Task to carry out: Select the lines of the records containing the word "Idioms" and list them.

▬▬▬

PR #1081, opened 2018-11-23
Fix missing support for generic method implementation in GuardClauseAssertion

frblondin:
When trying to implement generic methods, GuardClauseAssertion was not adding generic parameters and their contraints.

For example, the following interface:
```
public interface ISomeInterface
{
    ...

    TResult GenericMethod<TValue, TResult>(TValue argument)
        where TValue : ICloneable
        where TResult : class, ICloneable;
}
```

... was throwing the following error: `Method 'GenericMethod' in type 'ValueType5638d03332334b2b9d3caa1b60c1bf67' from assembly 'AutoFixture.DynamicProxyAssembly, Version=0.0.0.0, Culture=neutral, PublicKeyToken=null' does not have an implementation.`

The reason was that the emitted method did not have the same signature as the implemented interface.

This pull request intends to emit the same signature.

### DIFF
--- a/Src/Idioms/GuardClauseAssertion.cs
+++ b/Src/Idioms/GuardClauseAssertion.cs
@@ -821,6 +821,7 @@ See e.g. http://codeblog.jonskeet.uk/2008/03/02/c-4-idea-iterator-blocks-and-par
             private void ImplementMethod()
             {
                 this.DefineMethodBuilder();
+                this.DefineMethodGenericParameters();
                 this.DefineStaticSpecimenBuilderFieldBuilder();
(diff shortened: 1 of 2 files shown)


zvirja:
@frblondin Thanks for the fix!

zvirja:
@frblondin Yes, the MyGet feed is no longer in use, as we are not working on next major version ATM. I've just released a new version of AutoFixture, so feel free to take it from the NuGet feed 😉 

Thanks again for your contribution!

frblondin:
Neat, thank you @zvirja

▬▬▬

Response area:
--- a/Src/Idioms/GuardClauseAssertion.cs
+++ b/Src/Idioms/GuardClauseAssertion.cs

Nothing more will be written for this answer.